One of many at half-staff |
Honestly.
I hear all the political people at every conceivable level of government going
out of their way to make statements about how horrific it is to have in excess
of two dozen people (most of them young children) dead, and my initial reaction
in every case is to think that the political people are being shameless in
their efforts to gain themselves some favorable attention.
SOME
MAY TAKE comfort in the idea that a government official who lives nowhere near
Connecticut and has no votes to gain from the locals whose lives are directly
impacted by the actions at Sandy Hook Elementary School.
But
I see it as tacky, if not overkill.
A
part of me wants to tell every politician who feels the need to build up their
good will by drawing attention to the suffering of others to “stifle”
themselves.
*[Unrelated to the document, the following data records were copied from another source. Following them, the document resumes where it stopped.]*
PR #39, opened 2018-08-06
quick fix for the crash if we get a multipart message

sghiaa:
we dont want to crash if the message we receive does has more than 3 parts in anticipation of the paginated messages we want to handle in the near future.

### DIFF
--- a/lib/signs_ui/signs/messages.ex
+++ b/lib/signs_ui/signs/messages.ex
@@ -63,19 +63,24 @@ defmodule SignsUi.Signs.Messages do
   defp parse_commands(commands) do
     commands
     |> Enum.map(fn command ->
-      [duration, zone_line, text] = String.split(command, ["~", "-"])
+      [duration, zone_line_text] = String.split(command, ["~"])
       duration_regex = ~r/([a-z])([\d]+)/
       [_original, _expires?, duration] = Regex.run(duration_regex, duration)
 
-      text =
-        text
-        |> URI.decode()
-        |> String.trim("\"")
-        |> String.replace("+", " ")
+      [zone_line | text_list] = String.split(zone_line_text, ["-"])
+
+      text_list =
+        text_list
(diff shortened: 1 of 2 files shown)


test/signs_ui/signs/messages_test.exs
```diff
@@ -14,4 +14,18 @@ defmodule SignsUi.Signs.MessagesTest do
...
+    {:ok, pid} = SignsUi.Signs.Messages.start_link()
+
+    SignsUi.Signs.Messages.add_message(pid, %{
+      "MsgType" => "SignContent",
+      "c" => ["e130~n2-\"Alewife 12 min\".4-\"Braintre 4 min\""],
+      "sta" => "RDTC",
+      "uid" => "616722"
+    })
+
+    assert %{"RDTC-n" => [%{duration: _, text: ""}, %{duration: _, text: "Alewife 12 min\".4"}]} =
```
losvedir: Hmm, I don't know about the `\".4"` stuff. I guess it does fix the crash, which is useful, but maybe it should also only show whats in the quotes? I think this can be done pretty easily with a regex that captures what's between the quotes.

lib/signs_ui/signs/messages.ex
```diff
@@ -63,19 +63,31 @@ defmodule SignsUi.Signs.Messages do
...
-        text
-        |> URI.decode()
-        |> String.trim("\"")
-        |> String.replace("+", " ")
+      [zone_line | text_list] = String.split(zone_line_text, ["-"])
+
+      text_list =
+        text_list
+        |> Enum.map(fn text ->
+          text_time_regex = ~r/([\w\d\s]+).?([\d]?+)$/
```
losvedir: Right before the digit at the end, should that be a literal period `\.` maybe, rather than a wildcard?

sghiaa: oh, yeah -  good catch

PR #41, opened 2018-08-20
Ash line signs

sghiaa:
a quick pr to have branch tabs - not styled or anything, just strictly to be able to view by line.  style pr to follow if its a good enough priority.

### DIFF
--- a/assets/js/Line.jsx
+++ b/assets/js/Line.jsx
@@ -3,9 +3,6 @@ import PropTypes from 'prop-types';
 import Sign from './Sign';
 
 function lineSigns(line) {
-  if (line === '') {
-    return [];
-  }
   if (line === 'Mattapan') {
     return ['MCED-s', 'MCED-n',
       'MBUT-c',
@@ -84,12 +81,7 @@ function lineSigns(line) {
       'RBRA-c', 'RBRA-m',
       'RJFK-w', 'RJFK-s', 'RJFK-e', 'RJFK-n', 'RJFK-m'];
   }
-  return ['MCED-s', 'MCED-n',
-    'MBUT-c',
-    'MMIL-s', 'MMIL-n',
-    'MCEN-s', 'MCEN-n',
-    'MVAL-s', 'MVAL-n',
-    'MCAP-s', 'MCAP-n'];
+  return [];
 }
 
 function Line({ signs, currentTime, line }) {
--- a/assets/js/Line.jsx
+++ b/assets/js/Line.jsx
@@ -3,93 +3,93 @@ import PropTypes from 'prop-types';
 import Sign from './Sign';
 
 function lineSigns(line) {
-  if (line == "") {
-    return []
+  if (line === '') {
+    return [];
   }
-  if(line == "Mattapan") {
-    return ["MCED-s", "MCED-n",
-      "MBUT-c",
-      "MMIL-s", "MMIL-n",
-      "MCEN-s", "MCEN-n",
-      "MVAL-s", "MVAL-n",
-      "MCAP-s", "MCAP-n"]
+  if (line === 'Mattapan') {
+    return ['MCED-s', 'MCED-n',
+      'MBUT-c',
+      'MMIL-s', 'MMIL-n',
+      'MCEN-s', 'MCEN-n',
+      'MVAL-s', 'MVAL-n',
+      'MCAP-s', 'MCAP-n'];
   }
-  else if(line == "SL3") {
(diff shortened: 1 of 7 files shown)


assets/js/Line.test.js
```diff
@@ -0,0 +1,19 @@
+import React from 'react';
+import { mount } from 'enzyme';
+
+import Line from './Line';
+
+test('does not show messages that have expired', () => {
```
losvedir: This doesn't seem like the sort of thing that should be tested here. I think it's being tested by the Sign, right? Rather, this should test something about the correct signs appearing for a given line.

assets/js/Viewer.test.js
```diff
@@ -3,15 +3,14 @@ import { mount } from 'enzyme';
 
 import Viewer from './Viewer';
 
-test('does not show messages that have expired', () => {
-  const now = Date.now();
-  const expired = new Date(now).toLocaleString();
-  const fresh = new Date(now + 5000).toLocaleString();
-  const signs = { signID: [{ text: 'Alewife 1 min', duration: fresh }, { text: 'Alewife 3 min', duration: expired }] };
+test('Shows all signs for a line', () => {
```
losvedir: I see. You have the line showing/hiding test here. I think it makes more sense in `Line` since that's where the logic actually is.

However, I think something like this might make sense as a `ViewerApp` test, as something of an integration test. If you look at the [docs](https://airbnb.io/enzyme/docs/api/mount.html#full-rendering-api-mount) for our testing library, there's an example of `find(...).simulate('click')`. It would be nice to have a test of that, to exercise your `onClick` functions.

assets/js/ViewerApp.jsx
```diff
@@ -50,11 +57,56 @@ class ViewerApp extends Component {
     });
   }
 
+  blueLine() {
```
losvedir: Just FYI, in case you didn't know, there's a more concise way to do this:

```js
changeLine(line) {
  this.setState({ line });
}
```

and then use a lambda in the `onClick` to pass the argument:

```js
<button type="button" onClick={(e) => this.changeLine('Blue')}>
  Blue
</button>
```

However, lambdas in `render` are *usually* considered a bad practice. In fact, our linter might even complain. I know some linters do, but not sure about ours. (Maybe you had it this way originally and changed it to your current approach because of the linter?) The reasons it's considered are performance related, but for a component like this which shouldn't re-render frequently, and when it does will change the whole screen, it probably doesn't matter. So I'd suggest changing it here, to simplify the code, and have our (future) test coverage be easier unless our linter complains in which case it's okay to leave alone.

assets/js/Line.jsx
```diff
@@ -0,0 +1,143 @@
+import React from 'react';
+import PropTypes from 'prop-types';
+import Sign from './Sign';
+
+function lineSigns(line) {
+  if (line === '') {
```
losvedir: This feels more like an `if` / `else if` chain to me than a series of `if`s. I know with `return` in each one it's effectively the same, but I think they convey a different intent. Also, rather than `'Mattapan'` being the fallback, how about making it `line === 'Mattapan'` and making this empty array be the final `else`?

assets/js/Viewer.test.js
sghiaa: yeah, ill add something like that and move the other tests around

assets/js/Line.jsx
sghiaa: the linter told me not to use else after a return, but i can move that to the end

assets/js/ViewerApp.jsx
sghiaa: good tip -  the linter likes it

assets/js/ViewerApp.test.js
```diff
@@ -0,0 +1,28 @@
...
+  };
+
+  const currentTime = now + 2000;
+  const line = 'Red';
+
+  const wrapper = mount(
+    React.createElement(ViewerApp, { initialSigns: signs, currentTime, line }, null),
+  );
+
+  wrapper.find('#red-button').simulate('click');
```
losvedir: I think this test is really cool.

assets/js/Viewer.test.js
losvedir: I feel like this test can be removed now since it's covered by the tests in Sign and Line. Is there any other functionality being tested here?

sghiaa: oh, i actually had removed it but i guess it didnt save - ill push that up

PR #42, opened 2018-08-27
Fix bug where we couldn't disable signs.

losvedir:
Asana: [Bug: prod Signs UI shows "forbidden" when you try to turn on/off a sign](https://app.asana.com/0/584764604969369/792472905559025)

Who said the “Archie Bunker” character didn’t have some redeeming
value?
I’ve
seen so many flags flown at half-staff, sat through several “moments of silence”
prior to government board meetings, and heard several of the candidates wishing
to replace Jesse Jackson, Jr., in Congress make their own appeals to remember
the deceased in Connecticut.
I
EVEN HEARD a clergy member start off a Cook County Board meeting this week with
a reference to the Dec. 14 tragedy. “Today, we pray that we never see a day
like last Friday,” said Monsignor Dan Mayall of Chicago’s Holy Name Cathedral.
I
fully agree. I hope we never see such a day again, as well. Then again, I’m
honest enough to realize we probably will.
To
the point where the name “Sandy Hook” is going to recede in our collective
memories as a label that we know bears some significance – something “bad”
happened there.
But
we’ll probably have to look it up to retain the specifics. Just like “Aurora,
Colo.,” “Columbine High School,” and “Hubbard Woods Elementary School.”
I
THREW THAT last label in on purpose.
DANN: Too many similarities |
Because
it was at the school in suburban Winnetka that my mind initially revisited when
I first heard last week of what happened in Connecticut.
For
back in 1988, that was the school entered by Laurie Dann, a nice, sweet Jewish
girl from the North Shore suburbs who – it turns out – was mentally unstable.
Her
problems, however, were overlooked, and her actions rose to the point of
entering that school building, walking into a second grade classroom and firing
her weapons.
LATER
IN THE day, she shot at another man she encountered, before she ultimately shot
herself to death. Although her “reign” continued for days as packages started
arriving at various places, loaded with edibles that had been laced with
arsenic or other poisons – all put in the mail by Dann.
Laurie’s
mindset on that fateful day (I was a reporter-type for the now-defunct City
News Bureau of Chicago that day) was bent on a killing spree on so many fronts.
Perhaps we should feel fortunately that she failed so badly.
I
know some people are going to try to claim that these incidents have nothing in
common.
Laurie
only killed one student (while wounding about a half-dozen others), while in
Connecticut, the body count of children is 20!
BUT
THE SPIRIT is the same – a person with alleged mental instabilities walking
into a school with firearms and deciding that children whom s/he had no
personal tie to were somehow worthy targets.
The
fact that Adam Lanza appears to have had access to a larger arsenal of weapons
than Laurie Dann did doesn’t really make it any different. That is just
quibbling over details.
Listening
to political people try to speak about the issue in recent days has caused me
to hear many officials talk about the need for greater restrictions on people
with potential mental problems.
Particularly
when it comes to their ability to obtain a firearm legally.
YET
I RECALL the exact same talk occurring in the months following Dann.
Maybe
I’m getting old. But it seems like all the handwringing we went through 24
years ago is resurrecting itself these days. The cynic wonders if we learned
nothing from what happened in suburban Winnetka – assuming, that is, there is
anything we could learn that could prevent such tragic incidents from
occurring.
Which
makes it seem like all the political posturing might be well-meaning rhetoric,
but ultimately all for naught. More evidence that "talk is cheap" when it comes from a government official.